In 1979 I was able to escape with the aid of some of my fellow comrades. I saw this as a necessary step, not only because I was innocent of the charges against me, but because I knew that in the racist legal system in the United States I would receive no justice. I was also afraid that I would be murdered in prison. I later arrived in Cuba where I am currently living in exile as a political refugee.
AMY GOODMAN: That was Assata Shakur speaking in 1998 in an open letter to the previous pope, interestingly enough. The pope also will be going to Cuba and served as a crucial secret intermediary in the thawing of relations between the United States and Cuba. Our guests are Medea Benjamin and Danny Glover, two people who have long fought from their various perches, from the activism of CodePink to Danny Glover as a world-renowned actor, director, activist. Danny, what will happen with Assata Shakur? There is a multimillion-dollar bounty on her head. She has had political asylum in Cuba for decades. Are you concerned about what will happen?
DANNY GLOVER: Well, from the standpoint of the Cuban government, they have made it very clear that there’s no—the discussion about Assata, about her, is not on the table. They made that very clear. I don’t know what this country, the United States, will determine, determine what they’ll do in terms of what happens to—in this situation. I’m not aware of anything that’s happening in terms of the discussions, so I would be taking a leap to say anything about that. And I think it’s important that we’re very careful about what we say about her, as well, you know, at this particular point in time, because she’s still in a dangerous situation, even though the Cuban government has taken every step to protect her livelihood and protect her. But it’s still a very dangerous situation. So I’m not so sure what the dynamics are about that and what discussions, if any, are happening about that.
AMY GOODMAN: Medea Benjamin?
MEDEA BENJAMIN: Well, every time we’ve taken a delegation, we meet with high-level Cuban officials, and we always ask that question. We want the Cubans to know that there’s a lot of support for Assata here in the United States. And they always answer the same way, which is that "It’s not on the table. We feel we have the total right to give political asylum to people in Cuba and that we have gotten on the path of normalizing relations with the United States without that being on the table, and we’re going to stick to that."
DANNY GLOVER: Yeah.
AMY GOODMAN: Medea Benjamin, this issue of high-level politicians in the United States, not to mention CEOs, you have a lot to do with what these delegations are doing in Cuba.
MEDEA BENJAMIN: You mean the—
AMY GOODMAN: The, for example, corporate heads that would like to do business in Cuba, like the embargo lifted. Talk about some of the people.
MEDEA BENJAMIN: Well, the CEO of Google has been there, Eric Schmidt; the head of— Tom Donohue of the Chamber of Commerce, a very right-wing guy; the head of—the head of Cargill has been there. And actually, one of the Cargill staff people is a key lobbyist in opening relations with Cuba. I met the CEO of Cargill and talked to him, and he said that not only are they interested in selling their GMO, I must say, products to Cuba, but they’re interested in buying organic products from Cuba.

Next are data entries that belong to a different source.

PR #252, opened 2024-06-08
Qm7x check forces

allaffa:
Check on value of L2-norm of force tensors added to filter out atomistic structures that are not feasible.


frobnitzem (approved):
LGTM.

PR #253, opened 2024-06-08
OC2020 check forces

allaffa:
Functionalities to check on value of atomic forces added to example with Open Catalyst 2020 dataset

### DIFF
--- a/examples/open_catalyst_2020/train.py
+++ b/examples/open_catalyst_2020/train.py
@@ -54,6 +54,9 @@ class OpenCatalystDataset(AbstractBaseDataset):
         self.var_config = var_config
         self.data_path = os.path.join(dirpath, data_type)
         self.energy_per_atom = energy_per_atom
+        
+        # Threshold for atomic forces in eV/angstrom
+        self.forces_norm_threshold = 100.0
 
         self.dist = dist
         if self.dist:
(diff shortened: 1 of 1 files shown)


frobnitzem:
LGTM.

frobnitzem (approved):

allaffa:
@jychoi-hpc 
I am trying to re-generate the ADIOS2 binary file with the changes applied by this PR. However, the code on OLCF-Frontier seems to stall at the saving stage without even completing, even when I reserve 50 nodes for 6 hours. May you please try to run the PR yourself and tell me if you also notice the same behavior?

jychoi-hpc:
I see. I will run from my side and check.

jychoi-hpc:
@allaffa I found a bug in the code. It was introduced after a fix made during the GB run (#241). 

Can you add one line in `hydragnn/utils/adiosdataset.py` as follows and try again?
```
diff --git a/hydragnn/utils/adiosdataset.py b/hydragnn/utils/adiosdataset.py
index 324bb40..79d2214 100644
--- a/hydragnn/utils/adiosdataset.py
+++ b/hydragnn/utils/adiosdataset.py
@@ -107,6 +107,7 @@ class AdiosWriter:
                         break
 
                 for k in keys:
+                    vdim = self.comm.allreduce(0, op=MPI.MAX)
                     shape_list = self.comm.allgather([])
 
                 continue

```

allaffa:
> @allaffa I found a bug in the code. It is an Adios write routine to handle a situation when one process has no data to write but others has. It was introduced after a fix made during the GB run (#241).
> 
> Can you add one line in `hydragnn/utils/adiosdataset.py` as follows and try again?
> 
> ```
> diff --git a/hydragnn/utils/adiosdataset.py b/hydragnn/utils/adiosdataset.py
> index 324bb40..79d2214 100644
> --- a/hydragnn/utils/adiosdataset.py
> +++ b/hydragnn/utils/adiosdataset.py
> @@ -107,6 +107,7 @@ class AdiosWriter:
>                          break
>  
>                  for k in keys:
> +                    vdim = self.comm.allreduce(0, op=MPI.MAX)
>                      shape_list = self.comm.allgather([])
>  
>                  continue
> ```

@jychoi-hpc 
This PR is made with a new branch that stems out of the main. How come that I need to add this changes manually? Shouldn't they already be included in the main if they are bug fixes from the GB?

jychoi-hpc:
This is a new bug caused by #214. The above fix is not added anywhere. You can add the line in your local code. If it works, just commit. It will show up here again.

allaffa:
@jychoi-hpc 
PR#255 (already merged) fixed this!
Thank you :) I think we are good.

PR #259, opened 2024-06-16
energy and force added as attributes to data objects for qm7x dataset

allaffa:


allaffa:
@jychoi-hpc 
Please let me know if the new ADIOS2 binary data contains all the attributes as you need.

jychoi-hpc (approved):

jychoi-hpc (approved):

PR #262, opened 2024-07-02
Bug Fix: Preprocessing and Training with the OGB PCQM4Mv2 Dataset

LemonAndRabbit:
We have identified several issues with the original implementation in [examples/ogb/train_gap.py](https://github.com/ORNL/HydraGNN/blob/main/examples/ogb/train_gap.py) that require modifications:

1. **Incompatibility with the Current OGB PCQM4Mv2 Dataset**: The current version of the [OGB PCQM4Mv2](https://ogb.stanford.edu/docs/lsc/pcqm4mv2/) dataset includes atoms not listed in ogb_node_types and contains entries with empty labels. We skipped these incompatible entries in the preprocessing code.
2. **Failed Instantiation of `AdiosDataset`**: The code currently instantiates `AdiosDataset` with incompatible parameters. The `opt` dictionary should be unpacked before being passed as arguments.
3. **Broadcasting Over 2GB Data with MPI**: The `Adios_writer` class occasionally attempts to broadcast over 2GB of data, exceeding the MPI message count limit. We have implemented a chunk-based broadcasting function to address this issue.

These bug fixes are essential for later integrating our DeepSpeed and pipeline-parallelism implementations, which use the OGB PCQM4Mv2 dataset as an example.

### DIFF
--- a/examples/ogb/train_gap.py
+++ b/examples/ogb/train_gap.py
@@ -11,6 +11,7 @@ from mpi4py import MPI
 from itertools import chain
 import argparse
 import time
+import math
 
 import hydragnn
 from hydragnn.preprocess.load_data import split_dataset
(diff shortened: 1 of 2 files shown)


allaffa (approved):

jychoi-hpc (commented):
Thank you for the fix and improvements. It looks great.

jychoi-hpc (approved):

Issue #205, opened 2023-11-29
ADIOS ImportError is being ignored


kshitij-v-mehta:
[https://github.com/ORNL/HydraGNN/blob/main/hydragnn/utils/adiosdataset.py#L10C1-L13C9](https://github.com/ORNL/HydraGNN/blob/main/hydragnn/utils/adiosdataset.py#L10C1-L13C9)

An ImportError caused by a missing ADIOS installation is not handled. This leads to errors with the ADIOS datasets further in the code.
[https://github.com/ORNL/HydraGNN/blob/main/hydragnn/utils/adiosdataset.py#L300](https://github.com/ORNL/HydraGNN/blob/main/hydragnn/utils/adiosdataset.py#L300)

`NameError: name 'ad2' is not defined`

allaffa:
@kshitij-v-mehta @jychoi-hpc 
Is this issue still relevant or can we close it?

kshitij-v-mehta:
It is still open. We need to add a clear error message when someone tries to use ADIOS when it is not installed.

PR #266, opened 2024-07-18
Cleaner way to fail if ADIOS is not installed. #205

kshitij-v-mehta:
This adds a check to see if ADIOS is installed. It will fail with an ImportError if ADIOS is not found. We don't need to add any more error handling here.

Without this line, we get 
```
NameError: name 'ad2' is not defined
```
which is not intuitive.


jychoi-hpc (approved):
Thank you for the fix. It looks good to me.

allaffa (approved):

PR #267, opened 2024-07-22
Adding PNAPlus Stack

RylieWeaver:
This PR adds the PNAPlus stack I've recently created and experimented with. It replicates DimeNet's use of Bessel Functions and Element-Wise product of "message_ij" in its message propagation. In my intuition, and according to some small experiments, this is more effective than raw concatenation as can be done with edge features. Otherwise, this operates the same as regular PNA.

This is an **Invariant Stack**.


jychoi-hpc:
It looks good to me. @allaffa and @pzhanggit how do you think?

allaffa (approved):
Looks good to me. @pzhanggit what do you think?

RylieWeaver:
@pzhanggit Is this good to merge?

hydragnn/models/PNAPlusStack.py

Look, this is up to the Cubans. We can be very critical of the companies that are going to Cuba, and worried about what it means for the Cuban people, but Cuba has had over 50 years to be worried about this. They’ve also had time to deal with CEOs from other countries. And I think we should trust that they’re going to make the decisions that they feel are best for them. And I think we can do things like support the co-ops, support the very small businesses, do things that kind of shape—
DANNY GLOVER: Absolutely.
MEDEA BENJAMIN: —the economy that our friends in Cuba would like to see.
DANNY GLOVER: Yeah.
MEDEA BENJAMIN: But it’s really obviously up to the Cubans.
DANNY GLOVER: And I think Medea is right when she says that the Cubans have been dealing with countries, other countries in the world, and other CEOs in the world, other major corporations in the world, and have developed some guidelines in reference to and modified those guidelines and terms at different points in time, in reference to the relationship that they want to have. And that’s important. And they’ve been very steadfast in that, in developing that.
AMY GOODMAN: And what about healthcare? What can the United States learn from Cuban healthcare—the system, the doctors?
MEDEA BENJAMIN: Everything.
DANNY GLOVER: Everything.
MEDEA BENJAMIN: Really. I mean, it’s amazing this very poor, poor country—
DANNY GLOVER: Yeah.
MEDEA BENJAMIN: —is able to have family doctors, so you can go down the street, or the doctor will come to your house—
DANNY GLOVER: Yeah.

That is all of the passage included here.